Cette histoire, Zainab Ashadu est allée la chercher dans ses propres racines: ses parents ont grandi dans le nord du Nigeria, une région qui fait la une des journaux dans le monde entier à cause des attaques sanglantes de Boko Haram... Mais qui est aussi très réputée des connaisseurs pour son cuir de grande qualité. Pour ses pochettes et ses sacs, qu'elle vend entre 150 et 800 euros au Nigeria et à l'international, elle utilise du cuir de Kano, la plus grande ville du Nord, de la peau de chèvre de Sokoto, et du python provenant de fermes d'élevages de cette région. Si les maisons de couture européennes importent le cuir brut du Nigeria, Zainab a décidé d'exploiter le savoir-faire vieux de plusieurs siècles des familles de tanneurs de Kano.
"Il est très important pour moi de travailler dans une optique durable", explique la créatrice. "Je travaille avec de petites familles de tanneurs, les animaux sont tracés, les teintures sont végétales, pour la plupart, et elles respectent toutes l'environnement", contrairement aux produits chimiques, souvent très nocifs pour les tanneurs, utilisés couramment dans le travail du cuir.

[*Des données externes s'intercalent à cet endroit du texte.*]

PR #11611, opened 2025-08-08
Test recording/agent-in-agent workflow proof of concept

timovv:
Hey folks, this draft PR demonstrates a proof-of-concept for how we might create our own smaller agents which work together as part of a larger workflow (I called them "microagents" in this PR, and I wrote up some thoughts on the problem the approach is trying to solve a few weeks ago in [this doc](https://microsoft.sharepoint.com/:fl:/g/contentstorage/x8FNO-xtskuCRX2_fMTHLdjRwgl20jZAsg1yEsU4OFI/EaZ1IxkfbdFMmsKqXx_KHBUBICbQ0IbjjGKj5a9uiktqvA?e=dInNBv&nav=cz0lMkZjb250ZW50c3RvcmFnZSUyRng4Rk5PLXh0c2t1Q1JYMl9mTVRITGRqUndnbDIwalpBc2cxeUVzVTRPRkkmZD1iJTIxSzFaVzYtdDRxMG0tUlA1bS1VbVlLZzhZNVprRlVkMUpzdG44QWRtN081VGo2alhlU2tvV1JaTUFZM0dLMHJBYSZmPTAxQUFTWFE1NUdPVVJSU0gzTjJGR0pWUVZLTDRQNFVIQVYmYz0lMkYmYT1Mb29wQXBwJnA9JTQwZmx1aWR4JTJGbG9vcC1wYWdlLWNvbnRhaW5lciZ4PSU3QiUyMnclMjIlM0ElMjJUMFJUVUh4dGFXTnliM052Wm5RdWMyaGhjbVZ3YjJsdWRDNWpiMjE4WWlGTE1WcFhOaTEwTkhFd2JTMVNVRFZ0TFZWdFdVdG5PRmsxV210R1ZXUXhTbk4wYmpoQlpHMDNUelZVYWpacVdHVlRhMjlYVWxwTlFWa3pSMHN3Y2tGaGZEQXhRVUZUV0ZFMVdVRlFWVlZSU0RkVFRGTktSMXBSV0VFM04wNU1Xa1pKU0ZnJTNEJTIyJTJDJTIyaSUyMiUzQSUyMmZlZDMxNTdhLTZlMjItNDJjMi05OGU5LTMxNjQ0ODEzYjdiZCUyMiU3RA%3D%3D)). Having a group of agents with a small context window and toolset and feeding the results from one agent to the next programmatically has two benefits: increased reliability of the agent's output due to the reduced context, and greater determinism, since the tool program maintains stays in charge of the control flow. This is in contrast to the alternative, less reliable, approach where the agent itself is responsible for high-level control flow. Both approaches have their pros and cons.

I'm not sure that we do want to go ahead with this approach of having mini-agents in the CLI or not, but I did want to at least demonstrate here that it (a) is possible and (b) doesn't require _that_ much code. The idea is that our MCP tools/CLI commands will be able to invoke an agent for tasks using a shared set of common tools that we write once and can use multiple times.

The example I implemented that uses the pattern is a tool which helps you run your recorded tests in a loop. Different agents are responsible for a few different things, such as:
- Extracting test failure messages from the test run output
- Identifying and extracting the implementation of failing test cases from the test code
- Providing suggestions and possible diagnoses for test failures taking into account the extracted test implementation, failure message, and test recording content.

At the moment, the tool does not actually make updates to the test files. It merely provides suggestions. But this is something I want to implement before merging.

Apologies for any poor C# in this PR, it is not my first language :). The PR still needs validation, and tests, but I wanted to get something out there to demonstrate the approach early on before I continue down this rabbit hole a bit further. Some to-dos:

- [ ] Write tests for the tools and the agent host.
- [ ] Implement tools for updating files and better code search (e.g fuzzy find) like VS code has.
- [ ] Add a mechanism for tool call approval, for destructive tools such as writing to a file and 
- [ ] Harden existing tools, e.g., to ensure the agent can't break out of the base directory using `../../../` in a tool call
- [ ] Allow the recorded test helper to actually make changes to test files to fix them through an "update file" tool
- [ ] Improve logging and output for the recorded test helper
- [ ] Make the recorded test helper an MCP tool as well, at the moment it's just a CLI tool for simplicity's sake.

<details>
<summary><h2>Copilot-generated summary</h2></summary>
This pull request introduces a new microagent framework to the CLI, enabling the creation and orchestration of lightweight, task-focused agents powered by LLMs and tool calls. It adds core abstractions, supporting infrastructure, and two sample tools for file operations. Additionally, it introduces a test runner service and registers these new services for dependency injection.

**Microagent Framework Introduction:**

* Added a new `Microagent<TResult>` record to represent agent definitions, including system prompt, tools, model, and iteration limits (`Microagent.cs`).
* Implemented `IMicroagentHostService` and `MicroagentHostService`, which manage agent execution loops, tool invocation, and result handling (`MicroagentHostService.cs`).
* Defined the `IAgentTool` interface and an abstract `AgentTool<TInput, TOutput>` base class for strongly-typed tool implementations, supporting JSON (de)serialization (`MicroagentTool.cs`).
* Added `ToolHelpers` utility for extracting JSON schema representations from tool input/output types, leveraging type and property descriptions (`ToolHelpers.cs`).

**Sample Tools:**

* Implemented `ListFilesTool` for listing files in a directory, with support for recursion and glob patterns (`ListFilesTool.cs`).
* Implemented `ReadFileTool` for reading file contents by relative path (`ReadFileTool.cs`).

**Test Runner Service:**

* Introduced `ITestRunnerService` and a `JavaScriptTestRunnerService` implementation for running JavaScript tests via `pnpm`, supporting test modes (record, playback, live) (`TestRunnerService.cs`).

**Dependency Injection and Tool Registration:**

* Registered `IMicroagentHostService`, `ITestRunnerService`, and related services in the DI container (`ServiceRegistrations.cs`). [[1]](diffhunk://#diff-94e7bc208d2b8202471670e0e657d96742b82220d745042c2210d14749d97b60R5) [[2]](diffhunk://#diff-94e7bc208d2b8202471670e0e657d96742b82220d745042c2210d14749d97b60R33-R35)
* Minor update to tool registration in `SharedOptions.cs` (no functional impact). [[1]](diffhunk://#diff-6a9640332d11c1d0c2a2f505907e2df0dd66b529fc6e3751555b7e7ee4803f45L7-R8) [[2]](diffhunk://#diff-6a9640332d11c1d0c2a2f505907e2df0dd66b529fc6e3751555b7e7ee4803f45R32)
</details>

### DIFF
--- a/tools/azsdk-cli/Azure.Sdk.Tools.Cli/Commands/SharedOptions.cs
+++ b/tools/azsdk-cli/Azure.Sdk.Tools.Cli/Commands/SharedOptions.cs
@@ -4,8 +4,8 @@ using System.IO.Enumeration;
 using Azure.Sdk.Tools.Cli.Tools;
 using Azure.Sdk.Tools.Cli.Tools.HelloWorldTool;
 using Azure.Sdk.Tools.Cli.Tools.HostServer;
-using Azure.Sdk.Tools.Cli.Tools.SdkRelease;
 using Azure.Sdk.Tools.Cli.Tools.ReleaseReadiness;
+using Azure.Sdk.Tools.Cli.Tools.SdkRelease;
 
 namespace Azure.Sdk.Tools.Cli.Commands
 {
@@ -29,6 +29,7 @@ namespace Azure.Sdk.Tools.Cli.Commands
             typeof(SpecWorkflowTool),
             typeof(SpecValidationTools),
             typeof(TestAnalysisTool),
+            typeof(RecordTestsTool),
             #if DEBUG
             // only add this tool in debug mode
             typeof(HelloWorldTool),
--- a/tools/azsdk-cli/Azure.Sdk.Tools.Cli/Microagents/Microagent.cs
+++ b/tools/azsdk-cli/Azure.Sdk.Tools.Cli/Microagents/Microagent.cs
@@ -1,0 +1,20 @@
+namespace Azure.Sdk.Tools.Cli.Microagents;
+
+/// <summary>
+/// A definition of a microagent, including a system prompt, a list of tools, and a model.
+/// 
+/// A microagent is a lightweight, focused agent designed to perform a specific task or set of tasks within a larger system.
+/// It operates an agent loop (LLM <-> tool call) until the LLM determines that its task is complete, at which point
+/// it calls the special sentinel "exit" tool with the result.
+/// </summary>
+/// <typeparam name="TResult">A type representing the schema of the result of the agent's execution</typeparam>
+/// <param name="SystemPrompt">The system prompt provided to the agent.</param>
+/// <param name="Tools">A list of tools that are made available to the agent. For a simple LLM call without tools, this can be left empty.</param>
+/// <param name="Model">The model that this microagent is designed for.</param>
+/// <param name="MaxIterations">The maximum number of iterations in the agent loop. If this is exceeded, the microagent run is deemed to have failed.</param>
+public record Microagent<TResult>(
+    string SystemPrompt,
+    IEnumerable<IAgentTool> Tools = null,
+    string Model = "gpt-4.1",
+    int MaxIterations = 1_000
+);
--- a/tools/azsdk-cli/Azure.Sdk.Tools.Cli/Microagents/MicroagentHostService.cs
+++ b/tools/azsdk-cli/Azure.Sdk.Tools.Cli/Microagents/MicroagentHostService.cs
@@ -1,0 +1,106 @@
+
+using System.ComponentModel;
+using Azure.AI.OpenAI;
+using Microsoft.TeamFoundation.WorkItemTracking.WebApi;
+using OpenAI.Chat;
+
+namespace Azure.Sdk.Tools.Cli.Microagents;
+
+public interface IMicroagentHostService
+{
+    Task<TResult> RunAgentToCompletionAsync<TResult>(Microagent<TResult> agentDefinition, CancellationToken ct = default);
+}
+
+public class MicroagentHostService(AzureOpenAIClient openAI, ILogger<MicroagentHostService> logger) : IMicroagentHostService
+{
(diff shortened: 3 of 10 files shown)


benbp:
There are also some orchestration options and attributes to populate the tool list schema available in [semantic kernel](https://learn.microsoft.com/en-us/semantic-kernel/frameworks/agent/agent-orchestration/?pivots=programming-language-csharp). Though I like that this is small and self contained, easily understandable.

How much we want to bake agents into the CLI or MCP server has been an open question for me, but I don't think it's something we'll be able to completely avoid. While I love the simplicity of the flat mcp client -> tool call structure, I think that sometimes we will need control over model, specialized prompts, chat history and other infra for things like RAG.

An open question I have in this area is how the tool gets limited in portability the more agent to agent dependencies we create, as the CLI may end up having a lot of infra/auth dependencies. If we're just doing it for model selection and prompts, I'm more tempted to invest effort in making sure we have reliability cross model (or can define some sort of minimum mcp client model assertion per tool). For flows like test proxy recording and interpretation, how much of that is really only possible/optimal with agent orchestration vs. leveraging an mcp client (or an agent calling the CLI in the shell).

Overall I like this idea and it would be interesting to have the cli be a home for it, though I'm still not sure where I land on how we balance which scenarios support mcp vs. agent flows vs. both. Then there are maintenance toil costs to consider like model hosting and upgrades (e.g. gpt-5 deprecating everything).

haolingdong-msft:
@timovv, Thanks a lot for the PoC! It helps me a lot to learn more on the microagent idea!
I like the idea of having a small agent specialized at specific tasks, with minimum needed tools and context. Maybe in the future, we can have 'test micro agent', 'customized code micro agent', 'readme agent' etc.

timovv:
Closing since we merged #11660. I'll follow up with the recorded test stuff in another PR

La demi-douzaine d'artisans qu'elle emploie, et qui fabriquent chaque année 200 à 300 sacs dans son atelier de Lagos, sont formés au travail du cuir dans une école spécialisée de Zaria, une autre ville du Nord. Pour trouver l'inspiration, la créatrice passe des heures à chiner dans le dédale d'échoppes de Mushin, un gigantesque marché des faubourgs de Lagos, où sont vendues les chutes de cuir nigérian des grandes maisons de couture italiennes notamment, où elle déniche des trésors, tels que du cuir d'antilope.
Lancer Zashadu au Nigeria a nécessité d' "être coriace"
Avant de revenir se plonger dans le chaos de Lagos, la ville de son enfance, en 2010, Zainab Ashadu, 32 ans, a passé son adolescence à Londres, où elle a déjà vécu plusieurs vies: mannequin, actrice, acheteuse, étudiante en architecture. Pour monter son entreprise au Nigeria, "il faut être coriace, flexible... Et avoir le sens de l'humour" dit-elle dans un sourire."Le Nigeria est un endroit très difficile pour... faire quoique ce soit (...) Et c'est très compliqué d'y gérer une entreprise (...) Mais du coup ça oblige à avoir les pieds sur terre" s'amuse la créatrice. Le plus peuplé d'Afrique (170 millions d'habitants) est une terre d'opportunités pour les investisseurs étrangers, mais ceux-ci sont souvent freinés par les complications administratives et les nombreuses contraintes logistiques. A cause du manque d'infrastructures, par exemple, les pannes d'électricité s'étendent parfois sur plus de douze heures par jour et obligent les sociétés à investir dans d'énormes générateurs électriques très coûteux. Pour l'instant, la créatrice a installé son atelier dans une modeste maison appartenant à sa famille et elle tente de s'adapter au maximum aux méthodes de travail de ses employés, plutôt que de tenter d'appliquer à la lettre ses cours du London College of Fashion.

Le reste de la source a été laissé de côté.